**ASSIGNMENT:** Return the entries below in full. Keep every word as it is.

(Data extracted from a collection)

PR #2078, opened 2018-01-12
demo: allow editing examples in StackBlitz

jnizet:
This adds an icon link to edit example in [StackBlitz](https://stackblitz.com/) (in addition to Plnkr). 

I find StackBlitz easier to use and more polished than Plnkr. It's becoming the tool of choice to share Angular examples, and angular material is already using it for the examples in its documentation.

I'd like your opinion on the following questions
 - is it a good idea?
 - should we keep both Plnkr and StackBlitz?

If you agree this is a good idea, there's till some work to be done though:

 - [x] check if it's allowed to use the StackBlitz logo (see question asked to StackBlitz in [this issue](https://github.com/stackblitz/core/issues/237)
 - [x] load the bootstrap CSS properly, using an external resource (see question asked to StackBlitz in [this issue](https://github.com/stackblitz/core/issues/237). I added a link directly in the body of the index.html file, but it causes issues in the datepicker popup examples. 
 - [x] see why the images in the carousel demo don't load in StackBlitz example (see question asked to StackBlitz in [this issue](https://github.com/stackblitz/core/issues/237)


pkozlowski-opensource:
@jnizet supporting StackBlitz makes sense IMO. If you can work toward completion of this PR I would love to land it. Thnx for looking into it!

jnizet:
Since I still haven't had an answer on how to link external resources, but had an answer showing that a CSS import is actually working fine, I used this technique. It requires bootstrap and its unwanted peer dependencies (jquery and popper.js) to be listed as dependencies, too. But I added a note warning about that in the generated StackBlitz demos.

jnizet:
@pkozlowski-opensource this can be reviewed now, if you have some time.

jnizet:
StackBlitz has improved its support for externally linked CSS files from the `head` of index.html now, and the StackBlitz examples don't need to depend on bootstrap, jquery and popper anymore. StackBlitz examples are now in a good shape, IMO.

I also rebased on master.

demo/src/app/components/carousel/demos/config/carousel-config.ts
```diff
@@ -7,6 +7,8 @@ import {NgbCarouselConfig} from '@ng-bootstrap/ng-bootstrap';
   providers: [NgbCarouselConfig] // add NgbCarouselConfig to the component providers
 })
 export class NgbdCarouselConfig {
+  images = [1, 2, 3].map(() => `https://picsum.photos/900/500?image=${Math.floor(Math.random() * 1000)}`);
```
maxokorokov: The problem with random is that sometimes the images are not there. I guess it's more of an exception, but this one broke for me: https://picsum.photos/900/500?image=207

screen shot 2018-03-09 at 09 42 24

**OUTPUT FOR THIS EXERCISE:**
PR #2078, opened 2018-01-12
demo: allow editing examples in StackBlitz

jnizet:
This adds an icon link to edit example in [StackBlitz](https://stackblitz.com/) (in addition to Plnkr). 

I find StackBlitz easier to use and more polished than Plnkr. It's becoming the tool of choice to share Angular examples, and angular material is already using it for the examples in its documentation.

I'd like your opinion on the following questions
 - is it a good idea?
 - should we keep both Plnkr and StackBlitz?

If you agree this is a good idea, there's till some work to be done though:

 - [x] check if it's allowed to use the StackBlitz logo (see question asked to StackBlitz in [this issue](https://github.com/stackblitz/core/issues/237)
 - [x] load the bootstrap CSS properly, using an external resource (see question asked to StackBlitz in [this issue](https://github.com/stackblitz/core/issues/237). I added a link directly in the body of the index.html file, but it causes issues in the datepicker popup examples. 
 - [x] see why the images in the carousel demo don't load in StackBlitz example (see question asked to StackBlitz in [this issue](https://github.com/stackblitz/core/issues/237)


pkozlowski-opensource:
@jnizet supporting StackBlitz makes sense IMO. If you can work toward completion of this PR I would love to land it. Thnx for looking into it!

jnizet:
Since I still haven't had an answer on how to link external resources, but had an answer showing that a CSS import is actually working fine, I used this technique. It requires bootstrap and its unwanted peer dependencies (jquery and popper.js) to be listed as dependencies, too. But I added a note warning about that in the generated StackBlitz demos.

jnizet:
@pkozlowski-opensource this can be reviewed now, if you have some time.

jnizet:
StackBlitz has improved its support for externally linked CSS files from the `head` of index.html now, and the StackBlitz examples don't need to depend on bootstrap, jquery and popper anymore. StackBlitz examples are now in a good shape, IMO.

I also rebased on master.

demo/src/app/components/carousel/demos/config/carousel-config.ts
```diff
@@ -7,6 +7,8 @@ import {NgbCarouselConfig} from '@ng-bootstrap/ng-bootstrap';
   providers: [NgbCarouselConfig] // add NgbCarouselConfig to the component providers
 })
 export class NgbdCarouselConfig {
+  images = [1, 2, 3].map(() => `https://picsum.photos/900/500?image=${Math.floor(Math.random() * 1000)}`);
```
maxokorokov: The problem with random is that sometimes the images are not there. I guess it's more of an exception, but this one broke for me: https://picsum.photos/900/500?image=207

screen shot 2018-03-09 at 09 42 24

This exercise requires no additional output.